> **THE INPUT**
Issue #4403, opened 2016-05-28
Better defaults for resize event


birdsarah:
Currently we listen to window resize. A better, default would probably be listening to the `.bk-root` element and then resize for that root.

Related: #4386

damianavila:
@almarklein @birdsarah is this solved by #4473?

birdsarah:
No.

Issue #4386, opened 2016-05-27
Resize-event should be customizable


birdsarah:

almarklein:
@birdsarah Do you have an idea of how this would work from a user perpective? Div's don't emit `resize` events automatically, so if a user set the resize-reference to another element, he/she is also responsible for triggering a resize event on that element, I suppose?

Listening for resize events on bk-root seems tricky; who/what code is responsible for making bk-root trigger a resize event?

damianavila:
@almarklein @birdsarah is this solved by #4473?

almarklein:
I am not sure, as I don't understand the precise meaning. If it means that 3th party code can embed a Bokeh plot(s) and make it resize, then such code can do that by calling `document.resize()`.

Though maybe we want to be able to unsubscribe the windows.resize event. Though in that case we'd need a dedicated handler for `window.resize` to keep track of browser zoom.

birdsarah:
No. This discussion is still open.

birdsarah:
No. This discussion is still open.

thomn:
I would really need this too. Here's a video showing the problem : https://dl.dropboxusercontent.com/u/13563926/Capture%20d%27%C3%A9cran%20vid%C3%A9o%20de%2011-07-2016%2013%3A48%3A33.webm

Issue #3783, opened 2016-01-29
Reset should call the responsive resize.


birdsarah:
Bryan noticed on the happiness demo that resize causes the plot to shrink.

It actually causes the plot to shrink or grow depending on whether responsive view is making plot bigger or smaller. 

I'm guessing that reset is resetting the plot_width and plot_height (which I don't think it used to do) and then the responsive resize code is not being called.

birdsarah:
You can see this same phenomenon in `howto/charts/excel.ipynb`

birdsarah:
I see #1683 was marked as fixed via #3254 - I'm guessing that's the source of this bug. ping @mattpap

jbednar:
I'm not sure if it's the same problem as you're seeing, but the "reset" tool doesn't seem to be generating a callback for our (admittedly highly customized) callback setup in https://github.com/bokeh/datashader/blob/master/examples/nyc_taxi.ipynb).  I.e., our Python callback function is called on any zoom or pan, and the reset tool correctly resets the ranges, but it doesn't seem to generate a call to our Python code.  After the reset, I have to then zoom or pan a little to get the image redrawn.  Again, this could be our fault, as part of our own JavaScript code we're using, but I don't *think* so, because we haven't done anything special for the reset tool, at least not deliberately.  So I think our problem has the same source as what you are reporting here, and hopefully the same fix.

philippjfr:
>our Python callback function is called on any zoom or pan, and the reset tool correctly resets the ranges, but reset doesn't seem to generate a call to our Python function.

Note that the python callback is executed through a regular ``CustomJS`` callback. Reset events definitely do not trigger callbacks attached to the ``x_range`` or ``y_range`` currently.

birdsarah:
Confirm under #4392

jbednar:
> Confirm under #4392

Is that a statement, i.e. you confirm that it still applies under 4392, or a question, asking us to confirm that it still applies under 4392, or...?

birdsarah:
It's a ToDo. I believe that it's done, but I want to check. #4392 is the layout clean-up PR.

birdsarah:
There are other issues with the resize and reset tool since the layout came in, but the original bug reported on this issue is now fixed. That is, if you now hit reset on a responsive plot, it does not weirdly resize to an original "fixed" size.

jbednar:
Thanks!

PR #4473, opened 2016-06-10
Improving resizing and initialization

### LINKED ISSUE #4401: Trigger event when bokeh finishes rendering
At the moment, we do a rather un-graceful trigger of a window resize at three delayed time intervals to try and get the page in the right shape when it a responsive layout loads.

However, if your browser took more than 100ms to load the event you're going to end up with some ugly looking layout. e.g. when loading: https://cdn.rawgit.com/birdsarah/bokeh-miscellany/master/new_layout_tests/words_and_plots.html

bad layout

(thanks @almarklein)

Having an event at the end of bokeh render has been requested in the past: #2150 but with the responsive layout I'm putting this into the bug category as anything that will get us to a better way to trigger resize after render would be good. 

The current resize code is here:

https://github.com/bokeh/bokeh/blob/birdsarah/4164_rework_layout/bokehjs/src/coffee/models/layouts/layout_dom.coffee#L35-L39

```coffeescript
    if @model._is_root is true
      resize = () -> $(window).trigger('resize')
      _.delay(resize, 50)
      _.delay(resize, 100)
      _.delay(resize, 200)
```

almarklein:
Issues: fixes #4401

Other related issues that we might fix in this PR:
* #4386, #4403
* #3783

This is a WIP. I spend a lot of time trying to figure out how the events propagate and which part of the code sets solver constraints, etc. For some examples (e.g. `howto/dashboard.py`) work fine now, but I just saw that `howto/words_and_plots.py` is not initialized entirely correct yet.

Any comments and suggestions are very welcome.
@birdsarah @bryevdv


bokehjs/src/coffee/models/plots/plot_canvas.coffee
```diff
@@ -96,6 +96,11 @@ class PlotCanvasView extends Renderer.View
 
     @throttled_render = throttle(@render, 15) # TODO (bev) configurable
 
+    # Keep track of which plots of the canvas are not yet rendered
+    if not @model.document._unrendered_plots?
+      @model.document._unrendered_plots = {}  # poor man's set
+    @model.document._unrendered_plots[@id] = true
+
```
almarklein: I am not proud of this ...

birdsarah:
@almarklein - I noticed this comment from you. 

>  # Ideally the solver would  settle in one pass (can that be done?),  but it currently needs two passes to get it right.

I don't know why the solver doesn't get it right on first render, but for things other than widgets (which we need to render in order to know how big they are), can we not solve twice render once? Currently rendering and solving is all linked together but that isn't necessary.

birdsarah:
>  For some examples (e.g. howto/dashboard.py) work fine now, but I just saw that howto/words_and_plots.py is not initialized entirely correct yet.

@almarklein - that is not the result of my testing. I have tested `words_and_plots.py`, `dashboard.py`, and my own `large_lorenz.py` (which tests a slow to load unresponsive page). All work great!

Maybe you have a cacheing issue that's making you think that they're not yet working.

----
Once I'm past initialization, (after loading a page and playing with it for a bit), a small resize triggers the following (reported) events.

> **WHAT TO DO**
Look through the data above. Each line containing the word "should" needs to be copied.

> **SOLVED EXERCISE**
Resize-event should be customizable
Reset should call the responsive resize.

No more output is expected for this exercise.